Publication Type:Journal Article
MeSH: Cell Line, Tumor; Down-Regulation; drug effects; Female; Human papillomavirus 16; pathogenicity; Humans; I-kappa B Kinase; antagonists & inhibitors; metabolism; Lipopolysaccharides; pharmacology; Proto-Oncogene Proteins p21(ras); metabolism; Thiophenes; pharmacology; Tumor Suppressor Protein p53; metabolism; Uterine Cervical Neoplasms; metabolism; virology
From: Chinese Medical Journal 2016;129(22):2703-2707
CountryChina
Language:English
Abstract:
BACKGROUNDCervical cancer is the second most common cancer of woman in the world, and human papillomavirus (HPV) infection plays an important role in the development of most of the cases. IκB kinase β (IKKβ) is a kinase-mediating nuclear factor kappa B (NF-κB) activation by phosphorylating the inhibitor of NF-κB (IκB) and is related by some diseases caused by virus infection. However, there is little known about the correlation between IKKβ and HPV infection in cervical cancer. This study aimed to investigate the expression of IKKβ protein in cervical cancer tissues and effects of inflammation on HPV positive or negative cervical cancer cells through detecting the expression of IKKβ, IκBα, p53, and p21 proteins after treated with lipopolysaccharide (LPS) to mimic bacterial infection. We also examined the effects of LPS on cervical cancer cells after blocking IKKβ with pharmacological inhibitor.
METHODSThirty-six matched specimens of cervical cancer and adjacent normal tissues were collected and analyzed in the study.

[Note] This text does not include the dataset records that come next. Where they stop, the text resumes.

PR #5930, opened 2025-08-14
feat: release pipelines beta

gagantrivedi:

## Changes

Update Release pipelines module to support the following:
- Add email notification when feature completes a stage
- Add ordering and page_size support to release pipelines API
- Update API to support `wait for trigger` UI
- Add created_at field to the release pipelines model (to support `wait for trigger` and order by)

## How did you test this code

Add unit tests


api/features/release_pipelines/core/migrations/0003_add_created_at.py
```diff
@@ -0,0 +1,35 @@
...
+
+    dependencies = [
+        ("release_pipelines_core", "0002_add_phased_rollout"),
+    ]
+
+    operations = [
+        migrations.AddField(
+            model_name="historicalreleasepipeline",
+            name="created_at",
+            field=models.DateTimeField(
```
Zaimwa9, line 18: image

Can't we use this field to avoid an equal hardcoded date here?

Zaimwa9 (changes requested):
Just a comment to address in the migration, otherwise looks good

api/features/release_pipelines/core/migrations/0003_add_created_at.py
gagantrivedi: Since it's a non-nullable column, we'd have to provide a default value for all the existing rows. Did you see the default being used for a new pipeline as well?

Zaimwa9: Then it's a new feature so yes let's move forward with a couple of weird records

Zaimwa9 (dismissed):
👍

Zaimwa9 (approved):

The expression of IKKβ in the tissue specimens was determined by immunohistochemical staining. In addition, Western blot was used to detect the expression level changes of IKKβ, IκBα, p53, and p21 after LPS stimulated in the HPV16+ (SiHa) and HPV16- (C33A) cervical cancer cell lines. Furthermore, the effects of IKKβ inhibitor SC-514 on LPS-induced expression change of these proteins were investigated.
RESULTSThe expression of IKKβ was higher in cervical cancer than adjacent normal tissues, and there was no significant difference between tumor differentiation, size, and invasive depth with IKKβ expression. The LPS, which increased the expression level of IKKβ protein but decreased in the IκBα, p53 and p21 proteins, was illustrated in HPV16+ (SiHa) but not in HPV16- (C33A) cells. Moreover, IKKβ inhibitor SC-514 totally reversed the upregulation of IKKβ and downregulation of p53 and p21 by LPS in SiHa cells.
CONCLUSIONSIKKβ may mediate the downregulation of p53 and p21 by LPS in HPV16+ cervical cancer cells.